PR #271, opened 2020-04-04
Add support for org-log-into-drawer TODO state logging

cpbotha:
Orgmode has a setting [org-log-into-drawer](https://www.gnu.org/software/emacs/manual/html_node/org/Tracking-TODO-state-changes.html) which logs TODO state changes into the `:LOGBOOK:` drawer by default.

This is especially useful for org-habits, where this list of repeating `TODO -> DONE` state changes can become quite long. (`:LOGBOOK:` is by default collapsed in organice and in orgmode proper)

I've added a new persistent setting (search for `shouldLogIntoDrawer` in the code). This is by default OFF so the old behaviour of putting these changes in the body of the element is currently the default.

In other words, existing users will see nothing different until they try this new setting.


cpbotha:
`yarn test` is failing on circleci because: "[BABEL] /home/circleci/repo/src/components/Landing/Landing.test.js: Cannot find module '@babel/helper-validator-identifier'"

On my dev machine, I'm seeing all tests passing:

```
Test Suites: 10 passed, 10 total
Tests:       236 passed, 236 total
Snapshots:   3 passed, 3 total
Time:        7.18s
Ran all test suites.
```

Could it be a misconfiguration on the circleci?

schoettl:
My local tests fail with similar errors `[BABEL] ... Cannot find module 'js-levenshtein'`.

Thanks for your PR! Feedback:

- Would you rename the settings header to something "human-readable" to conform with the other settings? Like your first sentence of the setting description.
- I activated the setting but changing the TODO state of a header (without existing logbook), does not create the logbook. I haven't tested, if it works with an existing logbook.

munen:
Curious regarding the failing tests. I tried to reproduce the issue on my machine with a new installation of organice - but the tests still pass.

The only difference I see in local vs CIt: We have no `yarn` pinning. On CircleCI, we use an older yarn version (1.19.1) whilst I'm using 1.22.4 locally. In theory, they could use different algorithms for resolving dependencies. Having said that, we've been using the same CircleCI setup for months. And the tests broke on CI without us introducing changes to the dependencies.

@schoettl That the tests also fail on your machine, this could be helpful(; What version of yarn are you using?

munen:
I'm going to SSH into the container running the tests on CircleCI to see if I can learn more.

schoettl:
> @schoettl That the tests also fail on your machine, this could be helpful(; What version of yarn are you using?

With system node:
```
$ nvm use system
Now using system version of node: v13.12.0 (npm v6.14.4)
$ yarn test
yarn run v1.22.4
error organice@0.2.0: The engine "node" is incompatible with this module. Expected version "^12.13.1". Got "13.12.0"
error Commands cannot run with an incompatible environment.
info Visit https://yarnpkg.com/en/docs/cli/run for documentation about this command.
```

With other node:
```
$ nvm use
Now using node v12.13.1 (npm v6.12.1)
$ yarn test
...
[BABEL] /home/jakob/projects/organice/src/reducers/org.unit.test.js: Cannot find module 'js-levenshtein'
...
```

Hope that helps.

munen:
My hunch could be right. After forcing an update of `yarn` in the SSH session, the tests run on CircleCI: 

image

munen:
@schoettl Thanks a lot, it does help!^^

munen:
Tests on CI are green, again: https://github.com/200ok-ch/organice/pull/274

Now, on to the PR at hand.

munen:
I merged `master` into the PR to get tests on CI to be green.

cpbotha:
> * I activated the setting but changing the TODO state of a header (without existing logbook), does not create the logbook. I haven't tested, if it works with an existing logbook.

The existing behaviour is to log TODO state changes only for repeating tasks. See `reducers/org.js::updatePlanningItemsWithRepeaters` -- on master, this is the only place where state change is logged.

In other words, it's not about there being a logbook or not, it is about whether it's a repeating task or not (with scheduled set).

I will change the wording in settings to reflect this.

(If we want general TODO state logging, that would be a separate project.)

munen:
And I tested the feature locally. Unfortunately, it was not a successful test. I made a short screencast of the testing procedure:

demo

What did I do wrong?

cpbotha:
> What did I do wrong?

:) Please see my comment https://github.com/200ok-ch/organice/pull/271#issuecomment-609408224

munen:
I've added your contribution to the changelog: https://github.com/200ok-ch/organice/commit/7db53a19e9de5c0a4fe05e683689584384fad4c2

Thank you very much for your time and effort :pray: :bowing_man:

::::::::::

* _WHAT THE TASK REQUIRES_
The response should consist of the entries above, retyped exactly.

* _RESPONSE TO THIS TASK_
PR #271, opened 2020-04-04
Add support for org-log-into-drawer TODO state logging

cpbotha:
Orgmode has a setting [org-log-into-drawer](https://www.gnu.org/software/emacs/manual/html_node/org/Tracking-TODO-state-changes.html) which logs TODO state changes into the `:LOGBOOK:` drawer by default.

This is especially useful for org-habits, where this list of repeating `TODO -> DONE` state changes can become quite long. (`:LOGBOOK:` is by default collapsed in organice and in orgmode proper)

I've added a new persistent setting (search for `shouldLogIntoDrawer` in the code). This is by default OFF so the old behaviour of putting these changes in the body of the element is currently the default.

In other words, existing users will see nothing different until they try this new setting.


cpbotha:
`yarn test` is failing on circleci because: "[BABEL] /home/circleci/repo/src/components/Landing/Landing.test.js: Cannot find module '@babel/helper-validator-identifier'"

On my dev machine, I'm seeing all tests passing:

```
Test Suites: 10 passed, 10 total
Tests:       236 passed, 236 total
Snapshots:   3 passed, 3 total
Time:        7.18s
Ran all test suites.
```

Could it be a misconfiguration on the circleci?

schoettl:
My local tests fail with similar errors `[BABEL] ... Cannot find module 'js-levenshtein'`.

Thanks for your PR! Feedback:

- Would you rename the settings header to something "human-readable" to conform with the other settings? Like your first sentence of the setting description.
- I activated the setting but changing the TODO state of a header (without existing logbook), does not create the logbook. I haven't tested, if it works with an existing logbook.

munen:
Curious regarding the failing tests. I tried to reproduce the issue on my machine with a new installation of organice - but the tests still pass.

The only difference I see in local vs CIt: We have no `yarn` pinning. On CircleCI, we use an older yarn version (1.19.1) whilst I'm using 1.22.4 locally. In theory, they could use different algorithms for resolving dependencies. Having said that, we've been using the same CircleCI setup for months. And the tests broke on CI without us introducing changes to the dependencies.

@schoettl That the tests also fail on your machine, this could be helpful(; What version of yarn are you using?

munen:
I'm going to SSH into the container running the tests on CircleCI to see if I can learn more.

schoettl:
> @schoettl That the tests also fail on your machine, this could be helpful(; What version of yarn are you using?

With system node:
```
$ nvm use system
Now using system version of node: v13.12.0 (npm v6.14.4)
$ yarn test
yarn run v1.22.4
error organice@0.2.0: The engine "node" is incompatible with this module. Expected version "^12.13.1". Got "13.12.0"
error Commands cannot run with an incompatible environment.
info Visit https://yarnpkg.com/en/docs/cli/run for documentation about this command.
```

With other node:
```
$ nvm use
Now using node v12.13.1 (npm v6.12.1)
$ yarn test
...
[BABEL] /home/jakob/projects/organice/src/reducers/org.unit.test.js: Cannot find module 'js-levenshtein'
...
```

Hope that helps.

munen:
My hunch could be right. After forcing an update of `yarn` in the SSH session, the tests run on CircleCI: 

image

munen:
@schoettl Thanks a lot, it does help!^^

munen:
Tests on CI are green, again: https://github.com/200ok-ch/organice/pull/274

Now, on to the PR at hand.

munen:
I merged `master` into the PR to get tests on CI to be green.

cpbotha:
> * I activated the setting but changing the TODO state of a header (without existing logbook), does not create the logbook. I haven't tested, if it works with an existing logbook.

The existing behaviour is to log TODO state changes only for repeating tasks. See `reducers/org.js::updatePlanningItemsWithRepeaters` -- on master, this is the only place where state change is logged.

In other words, it's not about there being a logbook or not, it is about whether it's a repeating task or not (with scheduled set).

I will change the wording in settings to reflect this.

(If we want general TODO state logging, that would be a separate project.)

munen:
And I tested the feature locally. Unfortunately, it was not a successful test. I made a short screencast of the testing procedure:

demo

What did I do wrong?

cpbotha:
> What did I do wrong?

:) Please see my comment https://github.com/200ok-ch/organice/pull/271#issuecomment-609408224

munen:
I've added your contribution to the changelog: https://github.com/200ok-ch/organice/commit/7db53a19e9de5c0a4fe05e683689584384fad4c2

Thank you very much for your time and effort :pray: :bowing_man:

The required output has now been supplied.